New in box, still bubble wrapped. What can it do for me on my road to alternative energy? I've read the manual (and have been researching alternative energy for about 5 years now) and I know what the numbers are saying, but is it a good brand? Reputable? Any input appreciated. Cost...free! It's already in my living room awaiting we to actually go solar...LOL









Matt


----------



## PD-Riverman (May 24, 2007)

It is a lower cost inverter usually sold at truck stops. I bought 2 that looks just like it at a auction but mine are 1200. Yours will run some things, you just have to check the wattage of what ever you are wanting to plug into it. It "Might" run the smallest wattage microwave. It can run 10, 100 watt light bulbs but if you ran them a long time it would over heat. It would not run a average hair dryer. It is mainly for small items. It would run a tv, some lights at the same time. It takes alot more to get it going than just it. You would need some good batteries to run it off of and a way to charge them.
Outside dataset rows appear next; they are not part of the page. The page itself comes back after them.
PR #1442, opened 2018-06-11
polls to a4

ihucos:


meinberlin/apps/contrib/predicates.py
```diff
@@ -1,11 +0,0 @@
-import rules
```
ihucos: I moved this file to adhocracy4/projects/predicates.py and refactored imports

meinberlin/config/settings/base.py
```diff
@@ -203,7 +203,7 @@
 
 IMAGE_ALIASES = {
     '*': {
-        'max_size': 5*10**6,
+        'max_size': 5 * 10**6,
```
ihucos: style

meinberlin/config/settings/base.py
```diff
@@ -316,14 +316,14 @@
 }
 
 BLEACH_LIST = {
-    'default' : {
-        'tags': ['p','strong','em','u','ol','li','ul','a'],
+    'default': {
+        'tags': ['p', 'strong', 'em', 'u', 'ol', 'li', 'ul', 'a'],
```
ihucos: style

meinberlin/config/settings/base.py
```diff
@@ -316,14 +316,14 @@
...
         'attributes': {
             'a': ['href', 'rel'],
         },
     },
     'image-editor': {
-        'tags': ['p','strong','em','u','ol','li','ul','a','img'],
+        'tags': ['p', 'strong', 'em', 'u', 'ol', 'li', 'ul', 'a', 'img'],
```
ihucos: style

meinberlin/config/settings/base.py
```diff
@@ -460,8 +460,7 @@
 
 A4_DASHBOARD = {
     'PROJECT_DASHBOARD_CLASS': 'meinberlin.apps.dashboard.TypedProjectDashboard',
-    'BLUEPRINTS': 'meinberlin.apps.dashboard.blueprints.blueprints'
-}
+    'BLUEPRINTS': 'meinberlin.apps.dashboard.blueprints.blueprints'}
```
ihucos: style

meinberlin/config/settings/base.py
```diff
@@ -471,7 +470,11 @@
 DEFAULT_LANGUAGE = 'de'
 
 CSP_STYLE_SRC = ("'self'", "'unsafe-inline'")
-CSP_IMG_SRC = ("'self'", "data:", "*.tile.openstreetmap.org", "https://maps.berlinonline.de")
+CSP_IMG_SRC = (
+    "'self'",
+    "data:",
+    "*.tile.openstreetmap.org",
+    "https://maps.berlinonline.de")
```
ihucos: style

MagdaN:
I was thinking about this and I am in favour of leaving the polls as they are in mein Berlin. Using them in opin was a compromise but in general we would like to implement something different. So it is great that they are in A4 now so we can use them and change them the way we want them for opin and beteiligung.in but those changes should not effect meinberlin - and the other way around, changes in meinberlin polls should not affect all polls.

fuzzylogic2000:
Yes! We discussed the polls so much, and wanted them to be different from the mB ones on our platform(s). I think @MagdaN proposal is a good solution. It's great, that we have a first version of polls in the core then, but we can change them there if need be and keep the ones with the given requirements in mB.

I use one of my 1200's on my golfcart to run a drill, saw, electric chain saw, small items around the farm. If I need to run something bigger like a electric miter box, or small air compressor etc, I use a 2000 watt one. I have a 2500 watt one hooked to my shallow well water pump and also use it to run things in my camper like tv, microwave(when water pump is not running) radio, etc. 




Roadking said:


> Model STP-1000
> 1000 watt average, 850 watt ideal 2000 watt surge, with cables.
> New in box, still bubble wrapped. What can it do for me on my road to alternative energy? I've read the manual (and have been researching alternative energy for about 5 years now) and I know what the numbers are saying, but is it a good brand? Reputable? Any input appreciated. Cost...free! It's already in my living room awaiting we to actually go solar...LOL
> 
> ...


----------



## nadja (May 22, 2011)

If you were planning to eventually take your house off the grid and live on solar, that we be a cute little toy . You would not want to power your house with it, other then an emergancy. It would for instance keep your fridge going, providing you had batteries for it to feed from and solar or gennie or both to keep your batteries charged up.


----------



## Roadking (Oct 8, 2009)

No plans for off grid...just for a few staples and emergency use. A few lights, freezer, etc. Planning on about 12 trojan t-105s several panels, several more of these inverters, a few charge controllers, etc.
Been planning and kicking the idea around for some time, but cost was a put off...presently, cost may no longer be an issue...for all above mentioned items. Someone elses loss may be a gain for me. And both parties are pleased with the situation.
This little box is just (possibly) the beginning of the next step in a five year journey.

Matt
PS, really like your post on your setup...pictures are a great learning tool...Thank you for that link.


----------



## nadja (May 22, 2011)

This appears to be a good price for a very high quality solar panel. I have been living off grid for a little over 16 years , and most of my panels are Kyrocera's, although mine are 12v and 80-125 watt. Batteries, Trojen's are good. Inverter, Outback Grid Tie's at the same place linked below for around $2,000.00 Same with charge controllers. Although a lot cheaper. Also a good place to look is craigs list. Just type in "Solar" and see what comes up. Sometimes, if your lucky , you find someone can't hack living on solar and hooks up to the grid, and just wants to sell his entire system. Found on like this last summer for a friend that was looking around. About 40,000.00 system for $7,000.00 cash. Pretty good deal. 


http://www.solarblvd.com/Solar-Pane...el-KD210GX-LFBS---10-Panels/product_info.html


----------